The MH is in UK, with all paperwork, but I am not.

Could one of you Arto owners please give me the max. measurements of height/width(incl. wrap-round bit) for the windscreen glass.

Much appreciated.

Geoff


----------



## peejay (May 10, 2005)

Geoff,

Can't help with the measurements but I think you might struggle to get proper external material in the UK, most of the links you have been given in the previous thread about winter camping relate to internal material afaik.

In this country Vancomfort might be able to get some external material for you, they are agents for the German firm Kantop...

http://www.vancomfort.co.uk/IsomattenInsulationExternalScreens.htm

You can also order it direct from Kantop, 37euro p/mtr in 140cm widths.
Go down to p27/42 in the following pdf and look for Item 18 - Extherm Aussenmatten...

http://www.kantop-isomatten.de/dokument/ProduktKatalog.pdf

Pete


----------



## icer (Dec 11, 2006)

Geoff,

Try this link they seem to sell everything.

www.kantop- isomatten .de /.../ ProduktKatalog.pdf

Sorry link appears to be no good
try this one go to products then motor schall.... then hit german flag

http://www.kantop-isomatten.de/

Ian

Ian


----------



## icer (Dec 11, 2006)

Sorry Pete I see that I have just reposted your link.

I think that I should go back to bed

Ian


----------



## gaspode (May 9, 2005)

Hi Geoff

My better half made our outside screen when we had the Arto, IIRC the size was 8 ft x 4 ft.

Easy job if you can get the material, main problem is securing the top of the screen. I did this very successfully by making a pair of 3mm thisc aluminium plates with small hook shapes at the bottom to fit behind the side marker lights.

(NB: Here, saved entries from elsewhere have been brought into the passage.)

PR #122, opened 2021-05-19
35346/field concept i ds

vpnu:
PR for adding multiple concept IDs on the field level

### DIFF
--- a/api/mapping/models.py
+++ b/api/mapping/models.py
@@ -468,6 +468,7 @@ class ScanReportField(BaseModel):
     concepts = GenericRelation(
         ScanReportConcept,
     )
+    
     def __str__(self):
         return str(self.id)
 
--- a/api/mapping/models.py
+++ b/api/mapping/models.py
@@ -460,6 +460,9 @@ class ScanReportField(BaseModel):
 
     concept_id = models.IntegerField(
         default=-1,
+        blank=True,
+        null=True,
+        # This field is not used anymore
     )
 
     concepts = GenericRelation(
--- a/api/mapping/models.py
+++ b/api/mapping/models.py
@@ -460,10 +460,11 @@ class ScanReportField(BaseModel):
 
     concept_id = models.IntegerField(
         default=-1,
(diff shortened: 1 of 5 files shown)


api/mapping/views.py
```diff
@@ -148,11 +149,12 @@ def get_success_url(self):
         )
 
 @method_decorator(login_required, name="dispatch")
-class ScanReportFieldListView(ModelFormSetView):
+class ScanReportFieldListView(ListView):
     model = ScanReportField
-    fields = ["is_patient_id", "date_type", "concept_id"]
-    fields = ["is_patient_id", "is_birth_date", "is_date_event", "concept_id"]
-    # exclude = []
+    # fields = ["is_patient_id", "date_type", "concept_id"]
```
py5gol, line 154: @Vas, you can delete lines 154-156.

api/mapping/views.py
```diff
@@ -1504,3 +1506,48 @@ def delete_scan_report_value_concept(request):
...
+    scan_report_concept = ScanReportConcept.objects.get(pk=scan_report_concept_id)
+
+    concept_id = scan_report_concept.concept.concept_id
+    concept_name = scan_report_concept.concept.concept_name
+
+    scan_report_concept.delete()
+
+    messages.success(request, "Concept {} - {} removed successfully.".format(concept_id, concept_name))
+
+    return redirect("/fields/?search={}".format(scan_report_table_id))
```
py5gol, line 1553: Missing a new line at the end of the file.

api/mapping/models.py
```diff
@@ -460,14 +460,11 @@ class ScanReportField(BaseModel):
 
     concept_id = models.IntegerField(
         default=-1,
-        null=True,
```
py5gol, line 463: Do we need to remove null and blank? If not, I would leave them here. And, I would add a note saying this field is not used anymore.

py5gol (changes requested):

py5gol (approved):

You remove the top marker lights, make the alloy plate to the same shape (with hooks beneath) then put the lights back with the plate sandwiched behind and use the hook to anchor a bungee, the other end of which hooks into your screen material. The bottom end can me secured to the mirror arms, again using bungees.

Worked well for us.


----------



## zoro (May 1, 2005)

Give these guys a ring

http://www.minsterproducts.co.uk/home.htm


----------



## nicholsong (May 26, 2009)

Thank you all again - although I did thank you individually.

I looked at this 3-4 years ago but dropped the project.

When your replies came in it jogged my memory and I remember a) that 'Isomaten' is probably what I need and b) 'Gaspode' did post his clever metod of securing a hook behind the upper indicator fitting.

Geoff


----------